The alleged failures and discrepancies in reporting the deaths of Zhao and Valles – as well as several other incidents that left three detainees seriously injured – appeared to be the first in a line of recent offenses committed by the DOC, Commissioner Louis Molina and the Adams administration as a whole, according to Martin, a federal judge, federal prosecutors, lawmakers and advocates.
Earlier this month, Martin told federal Judge Laura T. Swain, who oversees the ongoing civil rights case Nunez v. the City of New York, that he believes the city should be held in contempt of court for failing to create safer conditions for detainees and staffers since the start of the consent judgment in the case in 2015.
Martin’s request was seen by some observers as the first step toward the consideration of a federal receivership on Rikers Island. A receivership, which Swain said she’d consider earlier this year, is a judicial order that could see the city stripped of its power to manage Rikers Island and have it handed over to a court-appointed authority.
U.S. Attorney Damian Williams joined a growing chorus of elected officials, activists and public defense firms who say they would support a federal receivership earlier this month. In a letter to Swain, Williams said that his office would soon be formally asking her to consider putting Rikers Island into a receivership.
Behind Williams’ call is what he said is a lack of change in the violent conditions in Rikers Island, where over three dozen people have died in the past two and a half years.
“Rikers Island has been in crisis for years,” Williams said last week in a statement. “This is a collective failure with deep roots, spanning multiple mayoral administrations and DOC commissioners.”
“But after eight years of trying every tool in the toolkit, we cannot wait any longer for substantial progress to materialize,” Williams added. “That is why my office will seek a court-appointed receiver to address the conditions on Rikers Island.”
Both the mayor and DOC commissioner have expressed their vehement opposition to receivership, which was first floated in a court a year ago.
Speaking at an unrelated press conference on Monday, Adams boasted about both his and Molina’s management of the jail complex. As he did last week when Williams called for a receiver, Adams pointed to an April report from the federal monitor that claimed that the DOC had made progress through the implementation of its “action plan” to improve conditions on Rikers. The report, which was filed before six of the seven detainee deaths this year, also noted several dangerous conditions in the jail complex that the DOC was struggling to correct.

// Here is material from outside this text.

Issue #889, opened 2019-04-09
Unable to verify secret hash for client in v2.13.1 too but working fine for iOS


usmanrana07:
I'm implementing **CustomAuthChallenge**'. This issue occurs when:

-  I try to pass user name for getting user session which is lets say 'abc_xyz'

“That entire population has been dysfunctional for decades,” Adams said on Monday. “I came in, this administration and Commissioner Molina, the special monitor and their team wrote a report in April that stated that we were moving in the right direction – that's all I know. And I want to continue to move in the right direction.”
“I'm the right person to fix [Rikers],” he added. “We had a hiccup in June when he saw five issues that should have been reported and [the monitor] wanted us to be held in contempt for those five issues. [The monitor] didn't call for receivership in that report, the federal government made a decision that they're going to do so and I respect the decision. No matter what happens, I'm going to continue to fix [Rikers], I know I can fix Rikers.”
Of Davis’ death, Adams said: “Every death should be taken seriously and every death is a tragedy.”